Today (2015/10/30) the UN released its report on the aggregate effect of INDCs. The findings are inconclusive, and not very optimistic, so the Newsroom did its best to spin them. For example, it reported:
One of the key findings is that the INDCs will bring global average emissions per capita down by as much as 8% in 2025 and 9% in by 2030.
But if the report says that those are changes starting in 1990, so the 8% and 9% are mainly not due to INDCs, but happened earlier. In fact, the improvement from 1990 until 2010 was 4% and from 2010 to 2030 was 5%. So it appears
that there was an extra 1% drop during a 20-year period, half of which was covered by INDCs. So the INDC contribution might have been 0.5% not 9%.The UN Newsroom also claims, that the report “indicates that together they [the 140 climate plans] can dramatically slow global emissions into the atmosphere. In fact the report finds that global emissions will increase during both the first and second half of the INDC period (2020 – 2030).
But the main Newroom point is merely a distortion and not a fabrication:
Global Response to Climate Change Keeps Door Open to 2 Degree C Temperature Limit
An unprecedented world-wide effort is underway to combat climate change, building confidence that nations can cost effectively meet their stated objective of keeping a global temperature rise to under 2 degree C.
In fact, the weakness of the INDCs make it far more difficult to reach the 2 degree C objective, but they don’t quite make it impossible so, it must be admitted that the door is still open. But there is no doubt that cost effectiveness is decreased substantially.
The increased difficulty is explained at paragraph 41: The rate of emissions decrease after 2030 will need to be about 3.3% instead of the 1.6% that would be needed if we started the decline in 2010 or 2020. Compare this to the fact that under the INDCs emissions will continue to rise.

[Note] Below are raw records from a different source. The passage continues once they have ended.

Issue #1207, opened 2022-01-10
logSync ignores log_id when it generates logName field


anton-yarchuk:
`logging.logSync` function ignores provided `log_name` and generates standard `logName` field.

#### Environment details

  - OS: Ubuntu 20.4
  - Node.js version: 12.22.5
  - npm version: 6.14.14
  - `@google-cloud/logging` version: 9.6.6

#### Steps to reproduce

```js
const logging = new Logging();

await logging.setProjectId(); // I've tested with and without these two lines
await logging.setDetectedResource();

const log = logging.logSync('hello-log-sync');

const meta = {
  severity: 'INFO',
  labels: {
    iHaveLabels: 'too',
  },
};
const data = {
  some: 'data',
};

await log.write(log.entry(meta, data));
  ```

#### Expected results:

- 'hello-log-sync' is used for generating `logName`

#### Actual results:
![image](https://user-images.githubusercontent.com/32197676/148850721-b924e9cb-93e8-4fca-aeb0-82381b8bcd43.png)
1. valid `logName` is a part of the `jsonPayload` for some reason
2. `data` ended up in `message`, but I didn't specified any messages
3. `labels` looks ok
4. standard `logName` is generated instead

#### Notes:
**What if I will switch to `logging.log` instead?**
I works A-OK, but please check the next question
 
**Why I'm using logSync?**
I want to have `executionId` label autogenerated which is not available in `logging.log`
  
**can I use `console.log` instead?**
Yes, but from what I know, I can't specify `log name` and affect `logName` using `console.log` which is critical for me

anton-yarchuk:
Thanks, @losalex for the reply

A bit more context, MB it will help:
I came from [another issue](https://github.com/googleapis/nodejs-logging/issues/591), which is related to the lack of `executionId` when you are using regular `Log` in background tasks. This issue is quite old btw. 

At the very end of the discussion (the very last comment), @0xSage suggested to use `LogSync` instead or regular `Log`. 
Indeed, with `LogSync` `executionId` label is added, but if you will check the code in his comment you will notice that  he had the same issue with duplicated `logName`:

![image](https://user-images.githubusercontent.com/32197676/150518129-b3871b5e-c780-47f0-8e67-7b1d58c9e6b8.png)

losalex:
[...]

PR #1223, opened 2022-01-27
fix: logSync ignores log_id when it generates logName field

losalex:
Adding an ability to wrap all entries logged in LogSync.write with [write requests](https://cloud.google.com/logging/docs/reference/v2/rest/v2/entries/write).
This fix is controlled by `LogSyncOptions.useWriteRequest` parameter which be default is false

Fixes #<[1207](https://github.com/googleapis/nodejs-logging/issues/1207)> 🦕

### DIFF
--- a/src/log-sync.ts
+++ b/src/log-sync.ts
@@ -30,6 +30,11 @@ import {
   WriteOptions,
 } from './utils/log-common';
 
+export interface LogSyncOptions {
+  // A flag indicating if written log entries should be wrapped with write request. See {@link  https://cloud.google.com/logging/docs/reference/v2/rest/v2/entries/write|entries.write}
+  useWriteRequest?: boolean;
+}
+
 /**
  * A logSync is a named collection of entries in structured log format. In Cloud
  * Logging, structured logs refer to log entries that use the jsonPayload field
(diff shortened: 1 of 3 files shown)


src/log-sync.ts
```diff
@@ -425,7 +437,13 @@ class LogSync implements LogSeverityFunctions {
...
+        if (this.options.useWriteRequest) {
+          const reqOpts = {
+            logName: this.formattedName_,
+            entries: arrify(entry) as StructuredJson[],
+          };
+          this.transport.write(JSON.stringify(reqOpts) + '\n');
+        } else this.transport.write(JSON.stringify(entry) + '\n');
       }
     } catch (err) {
       // Ignore errors (client libraries do not panic).
```
savijatv, line 449: Can we modify this comment to a more generic statement for errors and move it above line#448?

losalex: Sure thing - any suggestions how to make it more generic?

minherz:
@losalex since customizing the log name is not supported when printing structured log to stdout, i propose to document the existing `logging.logSync()` method and explain that the logname will be pushed into the `jsonPayload`.
In addition to provide an overload for this method that does not accept parameters.
We can mark the current method as deprecated to avoid ambiguity.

In fact the report, does not conclude that the INDCs actually change emissions at all from what they would have been. Rather it concludes that emissions will be lower than an average of 22 emission trajectories calculate before 2010. It makes not claim that these accurately measure (or even roughly approximate) what would have happened without the INDCs. And judging by the apparent lack of effect of the INDCs on per-capita emissions, the 22 trajectories probably over-estimate the impact of the INDCs rather dramatically.